But does it mean anything?

Connor Blandford
2 min readOct 30, 2020

In an attention economy, there is a difference between meaningful connection and engagement.

We all see posts with high engagement. They reverberate through a platform. With thousands upon thousands of emojified reactions. Posts that everyone in the group has interacted with. Did that interaction convert to a connection? Does clicking ‘Like’ represent the experience you had? Meaning is correlated to effort: the manifestly real part of that experience was a few taps, maybe with a wrist flick.

Let’s take responsibility for valuing our connections with people. For people that matter, make the effort match the care. Hopefully someone has gone out of their way to make you happy at least once. Thoughtful actions that someone invests time and energy into mean something to us. A really crappy mug a child makes for a parent is the best mug in the world. Anyone with empathy is sentimental. Our social networks are built around those instincts and that biochemistry.

Central to classically liberalism is the idea that we are individually responsible. Every science we study tells us that there is no free lunch. Liberty carries a cost: responsibility or liability. System scientists are exploring fascinating ideas around feedback. In complex systems, like humans and our societies, there are emergent phenomena. Those affects directly change the environment that then affect individuals. Enough people choosing to value others lived experiences and amplify goodness will cause a feedback of the same. Think of it like sociological follow the leader.
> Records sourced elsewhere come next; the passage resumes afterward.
PR #1495, opened 2020-11-25
Add Grpc Protos used for the Vulkan Layer.

florian-kuebler:
This adds a CaptureEvent proto for a Vulkan submission, which gathers
information from a single submission (VkQueueSubmit). In particular
it contains the timings for all the command buffers in that submission
and the debug markers opend/closed in that submission.

These protos can be then used by the layer to send information to the
service.

Test: Compile

### DIFF
--- a/OrbitGrpcProtos/capture.proto
+++ b/OrbitGrpcProtos/capture.proto
@@ -128,6 +128,48 @@ message GpuJob {
   uint64 dma_fence_signaled_time_ns = 11;
 }
 
+message GpuQueueSubmission {
+  GpuQueueSubmissionMetaInfo meta_info = 1;
+  repeated GpuSubmitInfo submit_infos = 2;
+  repeated GpuDebugMarker completed_markers = 3;
+  int32 num_begin_markers = 4;
+}
+
+message GpuQueueSubmissionMetaInfo {
+  int32 tid = 1;
+  uint64 pre_submission_cpu_timestamp = 2;
+  uint64 post_submission_cpu_timestamp = 3;
+}
+
+message GpuSubmitInfo {
+  repeated GpuCommandBuffer command_buffers = 1;
+}
+
+message GpuCommandBuffer {
+  uint64 begin_gpu_timestamp_ns = 1;
+  uint64 end_gpu_timestamp_ns = 2;
+}
+
+message GpuDebugMarkerBeginInfo {
+  GpuQueueSubmissionMetaInfo meta_info = 1;
+  uint64 gpu_timestamp_ns = 2;
+}
+
+message GpuDebugMarker {
+  GpuDebugMarkerBeginInfo begin_marker = 1;
+  uint64 end_gpu_timestamp_ns = 2;
+  uint64 text_key = 3;
+  int32 depth = 4;
+  Color color = 5;
+}
+
+message Color {
+  float red = 1;
+  float green = 2;
+  float blue = 3;
+  float alpha = 4;
+}
+
 message ThreadName {
   int32 pid = 1;  // Note that pid is currently not set.
   int32 tid = 2;
@@ -175,50 +217,6 @@ message AddressInfo {
     string map_name = 5;
     uint64 map_name_key = 6;
   }
-}
-
-message GpuQueueSubmission {
-  GpuQueueSubmissionMetaInfo meta_info = 1;
-  repeated GpuSubmitInfo submit_infos = 2;
-  repeated GpuDebugMarker completed_markers = 3;
-  uint32 num_begin_markers = 4;
-}
-
-message GpuQueueSubmissionMetaInfo {
-  int32 thread_id = 1;
-  uint64 pre_submission_cpu_timestamp = 2;
-  uint64 post_submission_cpu_timestamp = 3;
-}
-
-message GpuSubmitInfo {
-  repeated GpuCommandBuffer command_buffers = 1;
-}
-
-message GpuCommandBuffer {
-  uint64 begin_gpu_timestamp_ns = 1;
-  uint64 end_gpu_timestamp_ns = 2;
-}
-
-message GpuDebugMarkerBeginInfo {
-  GpuQueueSubmissionMetaInfo meta_info = 1;
-  uint64 gpu_timestamp_ns = 2;
-}
-
-message GpuDebugMarker {
-  oneof begin_marker_option {
-    GpuDebugMarkerBeginInfo begin_marker = 1;
-  };
-  uint64 end_gpu_timestamp_ns = 2;
-  uint64 text_key = 3;
-  uint64 depth = 4;
-  Color color = 5;
-}
-
-message Color {
-  float red = 1;
-  float green = 2;
-  float blue = 3;
-  float alpha = 4;
 }
 
 message CaptureEvent {
--- a/OrbitGrpcProtos/capture.proto
+++ b/OrbitGrpcProtos/capture.proto
@@ -227,12 +227,12 @@ message CaptureEvent {
     FunctionCall function_call = 4;
     InternedString interned_string = 5;
     GpuJob gpu_job = 6;
+    GpuQueueSubmission gpu_queue_submission = 13;
     ThreadName thread_name = 7;
     ThreadStateSlice thread_state_slice = 11;
     AddressInfo address_info = 8;
     InternedTracepointInfo interned_tracepoint_info = 9;
     TracepointEvent tracepoint_event = 10;
     IntrospectionScope introspection_scope = 12;
-    GpuQueueSubmission gpu_queue_submission = 13;
   }
 }
--- a/OrbitGrpcProtos/capture.proto
+++ b/OrbitGrpcProtos/capture.proto
@@ -104,7 +104,7 @@ message InternedTracepointInfo {
 message TracepointEvent {
   int32 pid = 1;
   int32 tid = 2;
-  int64 time = 3;
+  uint64 time = 3;
   int32 cpu = 4;
   oneof tracepoint_info_or_key {
     TracepointInfo tracepoint_info = 5;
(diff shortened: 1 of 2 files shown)


OrbitGrpcProtos/capture.proto
```diff
@@ -191,5 +235,6 @@ message CaptureEvent {
     InternedTracepointInfo interned_tracepoint_info = 9;
     TracepointEvent tracepoint_event = 10;
     IntrospectionScope introspection_scope = 12;
+    GpuQueueSubmission gpu_queue_submission = 13;
```
dpallotti, line 238: I would suggest moving it right after `GpuJob`, it makes sense to me if they are next to each other.

OrbitGrpcProtos/capture.proto
```diff
@@ -177,6 +177,50 @@ message AddressInfo {
...
+
+message GpuDebugMarkerBeginInfo {
+  GpuQueueSubmissionMetaInfo meta_info = 1;
+  uint64 gpu_timestamp_ns = 2;
+}
+
+message GpuDebugMarker {
+  oneof begin_marker_option {
+    GpuDebugMarkerBeginInfo begin_marker = 1;
+  };
```
dpallotti, line 210: Why `oneof` when you have only one option?

OrbitGrpcProtos/capture.proto
```diff
@@ -177,6 +177,50 @@ message AddressInfo {
...
 
+message GpuQueueSubmission {
+  GpuQueueSubmissionMetaInfo meta_info = 1;
+  repeated GpuSubmitInfo submit_infos = 2;
+  repeated GpuDebugMarker completed_markers = 3;
+  uint32 num_begin_markers = 4;
+}
+
+message GpuQueueSubmissionMetaInfo {
+  int32 thread_id = 1;
```
dpallotti, line 188: All the other protos here call it `tid`, I would suggest consistency.

OrbitGrpcProtos/capture.proto
```diff
@@ -177,6 +177,50 @@ message AddressInfo {
...
+  uint64 gpu_timestamp_ns = 2;
+}
+
+message GpuDebugMarker {
+  oneof begin_marker_option {
+    GpuDebugMarkerBeginInfo begin_marker = 1;
+  };
+  uint64 end_gpu_timestamp_ns = 2;
+  uint64 text_key = 3;
+  uint64 depth = 4;
```
dpallotti, line 213: This should probably be `int32`, similarly to `FunctionCall`, unless you have a specific reason why you need it unsigned (and 64 bits).

OrbitGrpcProtos/capture.proto
```diff
@@ -177,6 +177,50 @@ message AddressInfo {
   }
 }
 
+message GpuQueueSubmission {
+  GpuQueueSubmissionMetaInfo meta_info = 1;
+  repeated GpuSubmitInfo submit_infos = 2;
+  repeated GpuDebugMarker completed_markers = 3;
+  uint32 num_begin_markers = 4;
```
dpallotti, line 184: This should probably be `int32` unless there's a specific reason for it to be unsigned.

OrbitGrpcProtos/capture.proto
florian-kuebler: That is an purely optional field. Unfortunately, the version of ProtoBuf that we are using, does not support `optional`.

dpallotti: That's not the point of `oneof`. In `proto3` all fields are already optional.

florian-kuebler: But then I can't check if that field is there.
https://stackoverflow.com/questions/42622015/how-to-define-an-optional-field-in-protobuf-3/42634681

florian-kuebler: Wait, I was wrong. That was/is the case for primitives. At the beginning, that field should be a primitive. For the others, there are also the ` has` methods.

dpallotti: I have to give it to you that it's a bit of a mess for primitives, I forgot about that. But yes, in this case there should be a `has_begin_marker`.

dpallotti: Maybe if you want to make it clearer just from the name you could rename `begin_marker` to `optional_begin_marker`, but to me that's not necessary.

florian-kuebler: Changed it accordninly.

OrbitGrpcProtos/capture.proto
florian-kuebler: Done.

OrbitGrpcProtos/capture.proto
florian-kuebler: Done.

OrbitGrpcProtos/capture.proto
florian-kuebler: Done.

OrbitGrpcProtos/capture.proto
florian-kuebler: Done.

OrbitGrpcProtos/capture.proto
florian-kuebler: > Maybe if you want to make it clearer just from the name you could rename begin_marker to optional_begin_marker, but to me that's not necessary.

I think it is fine as it is.

OrbitGrpcProtos/capture.proto
dpallotti: I meant also here in `message CaptureEvent` (even more now that the order of definition of the messages is like that).

dpallotti (approved):

OrbitGrpcProtos/capture.proto
```diff
@@ -104,7 +104,7 @@ message InternedTracepointInfo {
 message TracepointEvent {
   int32 pid = 1;
   int32 tid = 2;
-  int64 time = 3;
+  uint64 time = 3;
```
ronaldfw, line 107: Why this change? Seems to be unrelated to the rest?

OrbitGrpcProtos/capture.proto
```diff
@@ -128,6 +128,48 @@ message GpuJob {
   uint64 dma_fence_signaled_time_ns = 11;
 }
 
+message GpuQueueSubmission {
+  GpuQueueSubmissionMetaInfo meta_info = 1;
+  repeated GpuSubmitInfo submit_infos = 2;
+  repeated GpuDebugMarker completed_markers = 3;
+  int32 num_begin_markers = 4;
```
ronaldfw, line 135: Is this the total number of markers begun or the remaining open markers?

OrbitGrpcProtos/capture.proto
```diff
@@ -128,6 +128,48 @@ message GpuJob {
...
+  repeated GpuCommandBuffer command_buffers = 1;
+}
+
+message GpuCommandBuffer {
+  uint64 begin_gpu_timestamp_ns = 1;
+  uint64 end_gpu_timestamp_ns = 2;
+}
+
+message GpuDebugMarkerBeginInfo {
+  GpuQueueSubmissionMetaInfo meta_info = 1;
```
ronaldfw, line 154: It doesn't seem to be obvious why this message has a GpuQueueSubmissionMetaInfo field. Is this only for convenience and has the same data as the GpuQueueSubmission parent or is this different?

OrbitGrpcProtos/capture.proto
ronaldfw: Independent of the answer, consider adding a comment in the code to clarify.

OrbitGrpcProtos/capture.proto
ronaldfw: Same here, add a comment in the code to clarify why this is needed.

OrbitGrpcProtos/capture.proto
florian-kuebler: Hah, good point. I think that is a left over from extracting the change from my branch. I'd actually like to keep it in, as this might clearly be an issue, though.

OrbitGrpcProtos/capture.proto
florian-kuebler: that is the total number of begin markers in that submission.

OrbitGrpcProtos/capture.proto
florian-kuebler: That differs, if the BeginMarkers originate from a different submission.

OrbitGrpcProtos/capture.proto
ronaldfw: I would not leave changes in a PR with a different purpose, in particular if they have the potential to break things.

OrbitGrpcProtos/capture.proto
ronaldfw: Ok, that should be explained in a code comment.

OrbitGrpcProtos/capture.proto
```diff
@@ -128,6 +128,48 @@ message GpuJob {
...
+message GpuDebugMarker {
+  GpuDebugMarkerBeginInfo begin_marker = 1;
+  uint64 end_gpu_timestamp_ns = 2;
+  uint64 text_key = 3;
+  int32 depth = 4;
+  Color color = 5;
+}
+
+message Color {
+  float red = 1;
```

When we want to share an experience having a way to communicate is a tool. It is amazing that around the world you can hit a like button to acknowledge somebodies’ experience. You could also write a thoughtful comment. Or reach out and start a conversation around it. Sometimes we lack bandwidth or simply do not care and ignore it. Sometimes it will stick and you will remember it for later. All those actions manifest how much you value the information. Outside of the digital realm there are even more ways to value an experience that someone has shared with you.